Sapfundament - Experiment with neural network for rapidly capturing human expression
Please find the second article in this series here
My interactive artworks involve capturing human expression and using it to animate something non-human. What is human expression when it’s removed from the human body? When a performer or participant is empowered to express themselves with light, sound, architecture etc.
This ‘weird mirroring’ is a common theme in many interactive arts practices. In my experience the essential task here is: taking an expressive human as input, analysing the expression, and then applying it to something else.
Breaking it down that’s three sub tasks:
For my time at the Amsterdam choreographic coding lab I want to take a stab at answering a very specific question about the mapping task - can human expression be extracted by a broadly trained neural network? Particularly a neural network trained and generated (relatively) rapidly so it would be suitable for deployment in a dance rehearsal process. How does this approach compare to the ‘traditional’ process EG coding interaction by hand (logical description)? If the broad neural approach has merit that could be very useful, as I spend hours trying to get a sense of human expression out of code. Maybe the neural network could do it faster.
We’ll also take a swipe at a related philosophical question. ‘Can machines understand human expression?’. Even though I’d never expect to generate anything as concrete as ‘HumanExpression.dat’ it’s often surprising with machine learning to discover concepts that are quite abstract to humans can be seen clearly as patterns by machines. People often attribute this success to machines somehow becoming more like us, but I think that’s a misleadingly mystical approach. I think the truth is instead that humans have more pattern and logic to our emotional and artistic behaviour than we realise.
Like all art we are dealing with subjective results here. Beauty in the eye of the beholder etc.
The form of this experiment is definitely influenced by my experience of making art, I’d understand if it doesn’t reflect the approach you would take.
Going back to the subtasks
I reckon there are two approaches to the mapping task.
The first is what I’ll call ‘traditional’.
-Looking at the animation above: To tell a machine that some dots should move when a human moves I’ve got to logically map the dots to the human. This is coding. I might code that: when the body is still the dots should be still. When the body moves the dots vibrate. Some rules might be simple, some could be very complicated. I might also use machine learning in an isolated, logical way. Eg I train the machine to recognise that specific gesture X generates specific output Y.
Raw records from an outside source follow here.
PR #720, opened 2018-06-25
Filter by category

PhieF:
Just added another filter : category

I needed it to display only musics on exode.me (not yet deployed) and I was wondering if it could be pushed to main peertube repo

Just a question by the way
do you know a way to force reload a component when parameters change : for example 
from
videos/trending

to 
videos/trending?category=1

I will have to refresh the page or go to another component in between


Chocobozzz:
Nice work! Would you want to add tests too? https://github.com/Chocobozzz/PeerTube/blob/develop/server/tests/api/videos/single-server.ts#L380

For the component reload, you need to subscribe to parameters changes in abstract video list but i can do it it you want

PhieF:
OK I will try to do it by myself, thanks !

PhieF:
ok ! thanks !

PR #735, opened 2018-06-27
 Added some translation to fr_FR 

Jorropo:
I know I should use zanata but this sentence isn't on zanata.


Chocobozzz:
Hi, thanks for the PR but the files you modified are automatically generated. I updated strings on zanata so you should be able to report your translation over there! :)

I there are missing translation strings, do not hesitate to create an issue so I fix that.

PR #741, opened 2018-06-28
Open CORS to allow in-browser apps to communicate w/ PeerTube instances

rezonant:
A small change to open up CORS access to the PeerTube instance REST API for all origins.
The net result is that PeerTube would begin including the following headers on all API calls except for the torrents and webseeds endpoints (which have their own CORS behavior):

```
Access-Control-Allow-Origin: *
Access-Control-Allow-Credentials: true
Access-Control-Allow-Headers: Retry-After
```

PeerTube was already enabling CORS for test/development instances, turning it on for real instances will allow in-browser Javascript apps to access PeerTube instances without an intermediary server. This may also open up opportunities for optimization/resiliency within the PeerTube client SPA, as there is the potential for the client of one instance to be able to communicate with the REST API of another, should that be useful.

Security Impact: Minimal. The PeerTube REST API uses bearer tokens via the `Authorization` header to pass the auth token for the currently logged in user, as opposed to an auth cookie. This is the standard these days, and since a malicious actor must run JS on the instance's origin in order to gain access to the domain's `localStorage` data in order to correctly populate the `Authorization` header in the first place, basic XSS/XHR attacks are still prevented even with this turned on.

If PeerTube decides to enable SSR, `localStorage` no longer works as an authentication storage medium (let me know if it's unclear why not and I can explain further), and in my experience it is best to switch back to cookie storage. If this were to happen, it's important that the API not be changed to accept an authentication cookie. Continue using an explicitly-set `Authorization` header regardless of whether the app is running on client or server and do not accept cookies to authenticate users with the API. Sticking to `Authorization` will help to avoid exposing the potential for XSS in the future.


rezonant:
Removed semicolon to satisfy linter rule.
Let it be known that I believe a linter rule that enforces that you do not use semicolons when not necessary is a very bad linter rule.

Chocobozzz:
In this PR you enabled CORS on all server routes, including feed, tracker or static routes. If you just want to enable CORS on API routes, please add the middleware on `app.use(apiRoute, apiRouter)`

> Let it be known that I believe a linter rule that enforces that you do not use semicolons when not necessary is a very bad linter rule.

Devs have always a strong opinion on linters :) FYI we use typescript adapted [standardjs rules](https://standardjs.com/).

rezonant:
Ahh, I see. OK I'll have to dig into these routes to see if there's any use to CORSing them. If not, I'll push a revision to enable only for API routes.

DavidLibeau:
Is `static` routes are also included (ex: `https://videonaute.fr/static/thumbnails/87b8af73-ec0a-4b3b-8fb5-eff0f1b82061.jpg`) ?
Thanks

rezonant:
It does not. You can still use those resources with HTML though (ie img or background-image) or any other place where an opaque response is suitable.

DavidLibeau:
I cannot use it with my JS app (using Aframe.io). I'll open an issue then.

rezonant:
Yes applications which need access to the pixels, including putting them in canvas, webgl, or webvr would require non-opaque responses.

PR #748, opened 2018-06-28
Improve left menu

ebrehault:
- Add a transition when opening/closing the left menu
- Suppress the scroll to top when opening/closing the left menu.

Note: regarding the scroll to top, I did see the commit about it https://github.com/Chocobozzz/PeerTube/commit/a01f107bc436250706d4bc765f45335ee15b8e80#diff-30532d215cbc6539c241db5bdfc9b60eR60 
It is not clear to me how it improved the mobile version, but it is clearly annoying for the desktop one.
Still, I assume it has been done for a good reason, so I would be happy to talk about it in order to find the best solution on this matter.

### DIFF
--- a/client/src/app/app.component.html
+++ b/client/src/app/app.component.html
@@ -18,7 +18,7 @@
   </div>
 
   <div class="sub-header-container">
-    <div *ngIf="isMenuDisplayed" class="title-menu-left">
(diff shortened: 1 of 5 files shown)


ebrehault:
rebase needed

PR #749, opened 2018-06-28
Improve left menu

ebrehault:
- Add a transition when opening/closing the left menu
- Suppress the scroll to top when opening/closing the left menu.

Note: regarding the scroll to top, I did see the commit about it https://github.com/Chocobozzz/PeerTube/commit/a01f107bc436250706d4bc765f45335ee15b8e80#diff-30532d215cbc6539c241db5bdfc9b60eR60 
It is not clear to me how it improved the mobile version, but it is clearly annoying for the desktop one.
Still, I assume it has been done for a good reason, so I would be happy to talk about it in order to find the best solution on this matter.

### DIFF
--- a/client/src/app/app.component.ts
+++ b/client/src/app/app.component.ts
@@ -115,7 +115,6 @@ export class AppComponent implements OnInit {
   }
 
   toggleMenu () {
-    window.scrollTo(0, 0)
     this.isMenuDisplayed = !this.isMenuDisplayed
   }
 }
--- a/client/src/sass/application.scss
+++ b/client/src/sass/application.scss
@@ -286,11 +286,9 @@ table {
   }
 }
 
-// On small screen, menu is absolute
 @media screen and (max-width: 600px) {
   .menu-wrapper {
     width: 100% !important;
-    position: absolute !important;
     z-index: 10000;
   }
 


rezonant:
Hrm, normally that sort of thing is done to handle devices that don't support fixed positioning, but it seems like the only way to activate the menu is at the top of the view, right?

ebrehault:
Oh right, the menu is positioned in absolute for small devices! https://github.com/Chocobozzz/PeerTube/blob/develop/client/src/sass/application.scss#L293

Do we really need that? `position: fixed;` seems to be widely supported https://caniuse.com/#feat=css-fixed

rezonant:
Well I mean, if you can only open the menu from the top of the scroll area anyway, is it really helping?

ebrehault:
oh the menu button is in a fixed top position, so the user sees it permanently even if if he scrolled down, so yes, it does help (I think)

ebrehault:
I have amended my commit to remove the `position: absolute` on small devices

Chocobozzz:
Thanks for this PR @ebrehault!

The way you handle the menu without the scroll is much better!

But I don't really like the transition. We see some icons disappear, texts move... It's not pleasant, and could add unnecessary overhead on mobile devices.

ebrehault:
ok, I'll remove it then, no problem

ebrehault:
@Chocobozzz done

rezonant:
As to the menu on the top being fixed: If mo I'll doesn't support fixed positioning, it won't be fixed...

Chocobozzz:
Thanks @ebrehault 

@rezonant I never seen a mobile device that does not support fixed positioning? Could you elaborate?

PR #758, opened 2018-06-30
filter to Cap the maximum resolution to the screen resolution

### LINKED ISSUE #746: Cap the maximum resolution to the screen resolution
*note*: adapted from https://framacolibri.org/t/choix-automatique-de-la-resolution-video/3204

Right now the resolution is selected automatically in order to fit the maximum bandwidth the connection allows. However it doesn't make sense to watch a 1080p video on a 720p screen, for instance.

Adding a check detecting the current window size and adapting the resolution if necessary would fit the use and allow to avoid consuming more bandwidth than necessary.

ns23:
fixes #746


rezonant:
and this check runs every 3s, a dom width check every 3s is nominal. looks good from here

Chocobozzz:
Thanks @ns23 for the PR, and @rezonant for the review!

PR #761, opened 2018-07-01
Update production.md

baileyrd:
When I followed the production guide, one issue that I came across dealt with the fact that the default configuration file was still linked under sites-enabled.  Updated the production document to add this.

-The logical approach is not just between me and the machine. It also applies to working with the performer or participant. If I can tell the machine that jumping generates a sound I can also tell that to the performer. We have the OPTION of building choreography based on this logic (or vice versa, intending that certain choreography is interpreted logically by the machine).
-The logical approach to mapping also applies to the audience. The audience can see that jumping generates a sound. Of course if we choose we can hide the logic from the audience, make rules so complicated they can’t work them out. The point is that if we’re working with coded logical interaction we have the OPTION of showing those logical relationships to the audience.
The approach I want to experiment with is offered by neural networks. I want to call it something like the ‘broad description’ method.
- Neural networks are trained with an input and an output, but we don’t have to code or describe logically what the relationships are in the middle.
- This is why neural networks are suited to tasks that defy normal logical description. Eg it’s very hard to describe what every cat in the world could look like in a photo, but if you train a neural network with enough photos of cats it will become really good at that job.
- I mentioned above you can use neural networks as part of a ‘traditional’ logical mapping system. This is the case when we train specific neural networks for highly logical, specific tasks. EG when gesture X is recognised we turn the stage green. This is more or less just an enhanced traditional process and whilst it still offers very exciting possibilities it’s not what this experiment is about.
- Instead what I want to explore is training a neural network with very minimal logical decisions about how the input and the output should map. Instead I propose to simply set up compelling configurations of performer and matching them with compelling outputs in the interactive environment. I.E only providing it with very broad logic. Then once the training is complete we see what it generates with new inputs (Eg we dance in front of it and see what happens).
- The question is can we get a sense of human expression in the output using this method? Or will it seem random and disconnected?
- To be clear the inputs and outputs can have broad logic, we can say that a subjectively neutral performer position should match a subjectively neutral output position. But we aren’t going to do any fine decision mapping logic. The point of the exercise isn’t about making or not making the decisions, it’s about not having to spend the TIME making those finely grained logic decisions. We describe what we find compelling to the machine by showing it, not by coding thousands of tiny rules.
- If successful it could prove to be an interesting technique for rapidly creating performing environments in the rehearsal room or for standalone installations.
For input we will use the 25 skeleton joints from a Kinect2 sensor. This is a reasonably common sensor in the interactive arts world.
For mapping we will use by Dr. Rebecca Fiebrink.
Wekinator is free and available for Mac, Windows and Linux.
It allows simple OSC IO for working with neural networks.